Purchase Price: The purchase price shall be determined based on Jet.AI’s Net Cash multiplied by the Applicable Premium Percentage. Net Cash of at least $12 million is a condition to closing the Business Combination and will consist of the Company’s cash on hand (including any deposits held by Textron Aviation) subtracting any cash net working capital requirement mutually agreed upon, and transaction costs triggered by the closing of the Business Combination. To satisfy closing conditions and to meet the company’s ongoing financing requirements, Jet.AI has signed a $50 million non-binding term sheet with Hexstone Capital LP on economic terms substantially similar to those of its existing $16.5 million arrangement with Ionic Ventures LLC. The applicable premium percentage paid for the aviation business will be between 115% and 120% equivalent to a dollar value today contemplated in the range of $12mm to $22mm, depending on the Net Cash value at the close of transaction.

 

Timing: The transaction is expected to close in the second quarter of 2025, subject to various closing conditions, including but not limited to Jet.AI financing, regulatory review, and shareholder approval.

 

 

 

 

About flyExclusive flyExclusive is a vertically integrated, FAA-certificated air carrier providing private jet experiences by offering customers a choice of on-demand charter, Jet Club, and fractional ownership services to destinations across the globe. flyExclusive has one of the world’s largest fleets of Cessna Citation aircraft, and it operates a combined total of approximately 100 jets, ranging from light to large cabin sizes. The company manages all aspects of the customer experience, ensuring that every flight is on a modern, comfortable, and safe aircraft. flyExclusive’s in-house repair station, aircraft paint, cabin interior renovation, and avionics installation capabilities, are all provided from its campus headquarters in Kinston, North Carolina. To learn more, visit www.flyexclusive.com.

 

About Jet.AI Jet.AI currently operates in two segments, Software and Aviation, respectively. The Software segment features the B2C CharterGPT app, the Ava agentic booking AI, and the B2B Jet.AI Operator platform. The CharterGPT app and Ava both use natural language processing and machine learning to improve the private jet booking experience. The Jet.AI operator platform offers a suite of stand-alone software products to enable FAA Part 135 charter providers to add revenue, maximize efficiency, and reduce environmental impact. The Aviation segment features jet aircraft fractions, jet cards, on-fleet charter, management, and buyer’s brokerage. Jet.AI is an official partner of the Las Vegas Golden Knights, 2023 NHL Stanley Cup® champions. The Company was founded in 2018 and is based in Las Vegas, NV and San Francisco, CA.

 

Additional Information and Where to Find It

 

In connection with the Business Combination, flyExclusive and Jet.AI intend to file relevant materials with the SEC, including a registration statement on Form S-4, which will include a proxy statement/prospectus.
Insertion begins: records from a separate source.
PR #617, opened 2026-03-16
Stabilize geocode tests

Mahdi451:
This PR stabilizes the geocode tests by replacing live Mapbox-dependent assertions with deterministic mocked responses. It also keeps the test job timeout at 2 minutes, since recent runs are already brushing up against the old 1-minute limit. Production geocoding behavior is unchanged.

The tests now cover the early return near `[0, 0]`, request construction, normal address and place-name lookups, failure cases, and place-name fallback behavior.

Testing:
- bun run test src/map/geocode.spec.ts --run
- bun run test --run


Mahdi451:
@incognitojam I’m still fairly new here, so any feedback on this PR would be really appreciated.

Mahdi451:
Closing this in favor of the fork-owned integration PR: https://github.com/Mahdi451/new-connect/pull/1 . The combined branch includes the geocode test fixes plus the fork preview changes that will be validated in that preview.

PR #275, opened 2022-11-21
Descriptive terms

wkdewey:
See https://github.com/CDRH/orchid/pull/239 which got closed because it was based on a branch I deleted, reopening. I think there were some outstanding issues left on it.

> Fixes https://github.com/CDRH/orchid/issues/213


wkdewey:
Reset the branch to only have the relevant commit

app/helpers/orchid/display_helper.rb
```diff
@@ -36,6 +36,7 @@ def metadata_create_field_link(api_field, item)
     item_label = value_label(api_field, item)
     link_to item_label, prefix_path(route_path, search_params),
       rel: "nofollow"
+    "<dd>#{link}</dd>"
```
techgique, line 39: There's no `link` variable in scope here. The return of `link_to` would have to be assigned to one first. But I think there's another oversight here. This is the only place we have a `<dd>` and `</dd>` tags. This code here only affects output when the `metadata` method isn't called with `link: false`, but it is in many places. So they won't be wrapping non-link metadata info as the non-centralized `<li>` tags in the template were before. I think we actually want the `<dd>` tags in the `.map` above.

app/helpers/orchid/display_helper.rb
```diff
@@ -22,7 +22,7 @@ def metadata(res, label, api_field, link: true, separator: " | ")
         end
       end
       html << dataArray
-                .map { |i| "<span>#{i}</span>" }
+                .map { |i| "#{i}" }
```
techgique, line 25: I think changing this to
```ruby
.map { |i| "<dd>#{i}</dd>" |
```
is what we want to replace _all_ of the old `<li>` tags with `<dd>` tags

techgique (changes requested):
I think I found an oversight in the HTML logic for this

app/helpers/orchid/display_helper.rb
wkdewey: Fixed as suggested

app/helpers/orchid/display_helper.rb
wkdewey: fixed as suggested

wkdewey:
Testing this on whitman, I noticed it caused some styling changes. Maybe that needs to be handled in the specific project rather than Orchid.

Issue #284, opened 2023-01-31
Remove excluded facets from search query


wkdewey:
If facets do not have the search_filter flag, they should not be in the API query for search pages

PR #285, opened 2023-02-08
filter facets from search query if not marked "search filter"

wkdewey:
Fixes https://github.com/CDRH/orchid/issues/284


wkdewey:
all the commits are in #301

PR #340, opened 2025-12-02
Accessibility fixes will

### LINKED ISSUE #319: Search: page title must be updated when the web address changes
Currently, after a user submits search text or uses a filter/facet, the `<title>` of the newly-loaded page is just "Search | {site title}", and the page title (`h1`) is just "Search Results." 

Ideally, this would change to reflect what has been submitted by the user. I think we could at least do this with text input. If the user searches for the text "prairie," for example, when the page reloads, Orchid should make the `<title>` "Search Results" or (even better) "Search Results: 'prairie'" and the `h1` "Search Results: prairie." For faceted/filtered results, it might be more complicated to change the `<title>`, but we could have the `h1` be something like "Search Results: Filtered by Year and Author" or something similar. Not sure.

There's not one right answer on how to do this, but per WCAG 2.1 Level AA guidelines, **the page `<title>` MUST be updated when the web address changes.**

wkdewey:
fixes #319

### DIFF
--- a/app/views/items/_index_header.html.erb
+++ b/app/views/items/_index_header.html.erb
@@ -1,5 +1,9 @@
-<% if params["q"].blank? && params["f"].blank? %>
-  <h1><%= t "search.all_items", default: "All Items" %></h1>
+<% if params["q"].present? && params["f"].present? %>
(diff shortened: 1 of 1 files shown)


erinchambers:
New PR: https://github.com/CDRH/orchid/pull/341

PR #348, opened 2026-03-25
Pagination labels

### LINKED ISSUE #347: Pagination navs each need a unique accessible name
WAE scan result: Landmarks should have a unique role or role/label/title (i.e. accessible name) combination

Failure summary: The landmark must have a unique aria-label, aria-labelledby, or title to make landmarks distinguishable

``` html
<nav aria-label="Pagination">
```
Discovered while auditing PFF https://github.com/CDRH/habeascorpus/issues/416

This is coming from the fact that on Orchid search pages, there is an identical pagination <nav> above and below the search results (_sort_and_page_ui.html.erb, I believe). These two pagination navs need to have unique aria labels even though they're otherwise the same.

erinchambers:
Fixes #347


erinchambers:
Reviewed by @erinchambers & @karindalziel in-person on 2026-03-25

PR #355, opened 2026-07-14
A11y updates for language choice buttons

### LINKED ISSUE #352: Multilingual support for "Clear ___ Filter" buttons and ARIA attributes
Orchid could use some extra multilingual YML for "Clear Filter." Since the Orchid summary buttons now have better aria labels with "Clear ___ Filter" instead of just "Clear Filter," it'd be good to have those words ("Clear" and "Filter") defined in the YML to support translation ("Borrar" and "Filtros" in Spanish, for example).

See Family Letters issue https://github.com/CDRH/family_letters/issues/199

erinchambers:
- Uses semantic `nav` element for Orchid's language choice buttons
- Adds appropriate ARIA attributes to indicate current page
- Adds YAML variables to translate button labels between languages; they will no longer require a Rails view override for this

Also (add 2026-07-14)
- Changes pagination `aria-labelledby` to `aria-label` so that when pagination menu is empty, it is announced as such (instead of h2 and then nothing)

### DIFF
--- a/app/views/layouts/body/_languages.html.erb
+++ b/app/views/layouts/body/_languages.html.erb
@@ -1,9 +1,9 @@
 <% langs = APP_OPTS["all_languages"] %>
 
 <% if langs.present? && langs[/\|/] %>
-  <div class="language_link btn-group" role="group" aria-label="language choice">
+  <nav class="language_link btn-group" role="group" aria-Label="language choice">
     <% langs.split("|").each do |lang_code| %>
       <%= language_toggle_link(lang_code) %>
     <% end %>
-  </div>
+  </nav>
 <% end %>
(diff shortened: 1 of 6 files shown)


app/views/layouts/body/_languages.html.erb
```diff
@@ -1,9 +1,9 @@
 <% langs = APP_OPTS["all_languages"] %>
 
 <% if langs.present? && langs[/\|/] %>
-  <div class="language_link btn-group" role="group" aria-label="language choice">
+  <nav class="language_link btn-group" role="group" aria-Label="language choice">
```
nichgray: should "Label" be capitalized here?

nichgray (approved):
See note about attr capitalization: otherwise this looks good to me!

app/views/layouts/body/_languages.html.erb
erinchambers: It definitely shouldn't - thank you!

PR #643, opened 2015-09-10
Added HW SPI and UART ports

lionello:
Added the port assignments as they appear on the NodeMCU dev kit


robertfoss:
That's useful information to have around. Thanks!

PR #661, opened 2015-09-22
Added tweetnacl module

abgoyal:
Currently only crypto_box and crypto_secretbox apis are supported.


marcelstoer:
Can you please explain why you think this should be available on a resource-constrained IoT device? I don't see the use case yet. Would you agree that this module should be disabled in `user_modules.h` by default?

TerryE:
@marcelstoer, @abgoyal, this again underlines the need for a PECL-style approach to non-core modules.  If someone has gone to the effort to develop or port a module, test it and has a usecase, then it seems a waste not to make it available as some form of snippet if the contributor is willing to support it.

However, we should separate all of these modules and the support issues and distraction that thy cause from the mailine core nodeMCU Lua development.

abgoyal:
* @marcelstoer , I am perfectly fine with this being disabled by default.

* On my build this adds 7104 bytes - less than 7KB - to the final .bin, so its not exceptionally large. That was the entire idea behind using (tweet)nacl. A known-good, fully-featured authenticated encryption library with a very small footprint. (as an aside: I think in its (admittedly short) history, there has been exactly one bug found in it, unlike ssl).

* I need it myself, and while searching around, I came across a fair few other comments expressing interest in a nacl/esp8266 port - someone had even tried, but that project is defunct. So I know its needed by others. I coded it up and offer it up in the hope that it will be useful to someone else - its got quite a large number of use cases not served by ssl.

* @TerryE I agree. I submitted a pull-request to the mainline cause that seems to be the only choice at present. If there were a "modules" repository - I'd be happy to move it there. As I am also working on making this work with main-line Lua, I'd anyway have to host it independently. 

I'd just like to add that reworking the build system to allow "overlays" of modules (the android "repo" tool is a perfect example) would help in such scenarios.

TerryE:
> I'd just like to add that reworking the build system to allow "overlays" of modules (the android "repo" tool is a perfect example) would help in such scenarios.

+1, but I've already got half a dozen priority items on my TODO list, and only limited hobby time. :disappointed: It's a pity thet the nodeMCU crew seem to have gone fishin' !

marcelstoer:
> If someone has gone to the effort to develop or port a module, test it and has a usecase, then it seems a waste not to make it available

Absolutely, I fully agree.

I'm just concerned that in the not too distant future the default binary available from this repository won't be useful to anyone because it leaves no memory for program code. It doesn't matter to me personally because I use my cloud build service but it may matter to lots of others (even though my service seems popular).

devsaurus:
@marcelstoer I share your concern. We'll run into this situation sooner than later. The creativity and imagination of engineers, devs and users is unlimited while the ESP's memory is...
I'd also gladly support a modularization approach. If we'd had a clear road to follow, though.

abgoyal:
I have added in a second commit, disabling the module in user_modules.h. 

This should allow merging the PR without impacting the default build.

PR #699, opened 2015-10-22
Implement SDK function wifi_status_led_install

Aeprox:
This PR implements the new SDK functions wifi_status_led_install(pin,muxname,pinfunc ) and wifi_status_led_uninstall(). I've only tested some of these pins, can't test them all, but they should work. In all honesty it's quite lackluster (but energy efficient) at the moment, just blinks while trying to connect, then stays off. Might get upgraded in newer SDKs though

### Description
Enables/disables output of wifi status to an LED connected to the specified pin
### Syntax
wifi.setstatusled(pin)

### Parameters
pin: Pin number (only allows 0,4,5,12,13 and 14). Use nil to remove the LED

### Returns
nil

### Example

```lua
    wifi.setstatusled(4) -- Connect LED to GPIO4, it should flash when trying to connect

    wifi.setstatusled(nil) -- disables status output
```


eku:
I suggest to change the LUA api. wifi.uninstallstatusled() is not needed, if wifi.installstatusled() would accept ´´´nil´´´ as uninstall.

Aeprox:
I fully agree, see newest commit. I kept using the names given in the SDK to prevent confusion but it's a simple feature anyway.

eku:
@Aeprox please request, since app/modules/mdns.c should not be part of the PR.

Aeprox:
Heh, sorry about that! It's been a long week.

PR #713, opened 2015-10-31
Added support for the hx711 load cell ADC.

christakahashi:
Adds basic support (chA@128gain only, which is the most useful mode anyway) for the hx711 load cell ADC.  These are pretty cheap and popular for hacking weight scales so I figure the community at large might benefit from my code.


devsaurus:
What prevents you from using the SPI port instead of SW bit-banging? The comm protocol looks very similar to SPI.

christakahashi:
The HX711 doesn't tristate it's output and has no CS pin (also you need to send 25,26, or 27 bits which wasn't possible when i started, but looks to be possible now).  The data out is always driven while awake and the datasheet doesn't say if the output is high or low impedance during powerdown.  Also since there's no CS (power down command is given by pulling and maintaining clk high for 60uS) any clk signals not intended for it would still wake the device and it would start to drive MISO.

Also, My understanding is the HW SPI port is in use by the EEPROM, so it would for sure have to share.

If there's a better solution that doesn't require adding code that would be optimal IMO.  But I don't see it right now.  I did notice that the gpio module has an undocumented but more general bitbangy mode ("serout" function) but it doesn't look like that can do any reading.

devsaurus:
The HSPI module would restrict you to specific pins, for sure.

Apart from that, please have a look at your WDT handling. This PR added another instance of `WRITE_PERI_REG(0x60000914, 0x73);` which were meant to be replaced recently in #703.

marcelstoer:
Pity this was already merged by @vowstar even though this discussion was still ongoing.

PR #722, opened 2015-11-03
Moving luac cross from master to dev

TerryE:
Note that I've had to do a few tweaks to interoperate with the SDK 1.4 changes, but other than that  it seems to work fine.  You need lua-5.1 and lua-filesystem installed on your build host, but other than that doing a `lua tools/cross-lua.lua` builds luac.cross fine.

### DIFF
--- a/app/include/user_modules.h
+++ b/app/include/user_modules.h
@@ -8,7 +8,8 @@
 // #define LUA_USE_BUILTIN_IO 			// for io.xxx(), partially work
 
 // #define LUA_USE_BUILTIN_OS			// for os.xxx(), not work
-// #define LUA_USE_BUILTIN_DEBUG		// for debug.xxx(), not work
+// #define LUA_USE_BUILTIN_DEBUG
+#define LUA_USE_BUILTIN_DEBUG_MINIMAL // for debug.getregistry() and debug.traceback()
 
 #define LUA_USE_MODULES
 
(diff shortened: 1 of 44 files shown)


jmattsson:
Before I merge it, a couple of points:
  - There are a couple of added #if 0 statements. Would it be better to simply nuke that code instead to keep things clean? It's all under version control after all, and easy to pull back if needed.
  - I'd love to see the luac.cross build integrated into the CI build too, so we get ongoing coverage of that. In my experience, things that don't get regularly built somehow develop bit-rot.

TerryE:
> There are a couple of added #if 0 statements.
The `#if 0` get mixed reactions from developers.  I like you would tend to deprecate this, but it is the coding style that the ndeMCU guys used when removing chunks of the eLua code to create the first ndeMCU baseline.  If you look some of the changes were replacing `#if 0` with conditionals for the cross compile variant.  To be honest this reconciliation was an easier exercise with the `#if 0` technique than having removed the lines.

The couple of `#if 0`s that I introduced were in the reduced `math` library that the firmware supports.  These came out of a cross reference analysis as part of our effort to removed unused or duplicated generate code in the firmware.   If you look zeroday used this `#if 0` technique to comment out the mah API calls that weren't being implemented in the firmware, but left in a couple of the called static routines that were no longer being used but were still generating code and more to the point pulling in C library math routines.  Again I felt it a lot less confusing to stick with zerday's practice than to use mixed styles in the same module.

jmattsson:
Cool, sounds like there's a good reason for sticking with #if 0. Are you wanting to add the travis support to this PR, or a new PR later? I'm happy with either.

TerryE:
No.  Commit this one when you have a chance.  I'll do the travis support as a separate pass.

TerryE:
Thanks Johny, I'll rebaseline and do the `strip_debug()` PR next and then sort out travis for `luac.cross`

After the registration statement is declared effective by the SEC, the definitive proxy statement/prospectus and other relevant documents will be mailed to the shareholders of Jet.AI as of the record date established for voting on the Business Combination and will contain important information about the Business Combination and related matters. Shareholders of Jet.AI and other interested persons are advised to read, when available, these materials (including any amendments or supplements thereto) and any other relevant documents in connection with Jet.AI’s solicitation of proxies for the meeting of shareholders to be held to approve, among other things, the proposed Business Combination because they will contain important information about Jet.AI, flyExclusive and the Business Combination. Shareholders will also be able to obtain copies of the preliminary proxy statement/prospectus, the definitive proxy statement/prospectus and other relevant materials in connection with the transaction without charge, once available, at the SEC’s website at www.sec.gov or by directing a request to: Jet.AI Inc., 10845 Griffith Peak Drive, Suite 200, Las Vegas, NV 89135, Attention: John Yi, email: Jet.AI@gateway-grp.com or Telephone: (949) 574-3860.

 

Participants in the Solicitation

 

Jet.AI and its respective directors and executive officers may be deemed participants in the solicitation of proxies from Jet.AI’s shareholders in connection with the Business Combination. Jet.AI’s shareholders and other interested persons may obtain, without charge, more detailed information regarding the directors and officers of Jet.AI as reflected in the annual report on Form 10-K for the period ended December 31, 2023, filed with the SEC on April 1, 2024, as amended by Form 10-K/A filed on April 29, 2024. Information regarding the persons who may, under SEC rules, be deemed participants in the solicitation of proxies to Jet.AI’s shareholders in connection with the Business Combination will be set forth in the proxy statement/prospectus for the Business Combination when available. Additional information regarding the interests of participants in the solicitation of proxies in connection with the Business Combination will be included in the proxy statement/prospectus that flyExclusive and Jet.AI intend to file with the SEC. You may obtain free copies of these documents as described in the preceding paragraph.

 

flyExclusive and its directors and executive officers may also be deemed to be participants in the solicitation of proxies from the shareholders of Jet.AI in connection with the Business Combination. A list of the names of such directors and executive officers and information regarding their interests in the Business Combination will be included in the proxy statement/prospectus for the Business Combination when available.

 

 

 

 

No Solicitation or Offer

 

This communication is for informational purposes only and is neither an offer to purchase, nor a solicitation of an offer to sell, subscribe for or buy any securities or the solicitation of any vote in any jurisdiction pursuant to the Business Combination or otherwise, nor shall there be any sale, issuance or transfer of securities in any jurisdiction in contravention of applicable law. No offer of securities shall be made except by means of a prospectus meeting the requirements of Section 10 of the Securities Act of 1933, as amended, and otherwise in accordance with applicable law.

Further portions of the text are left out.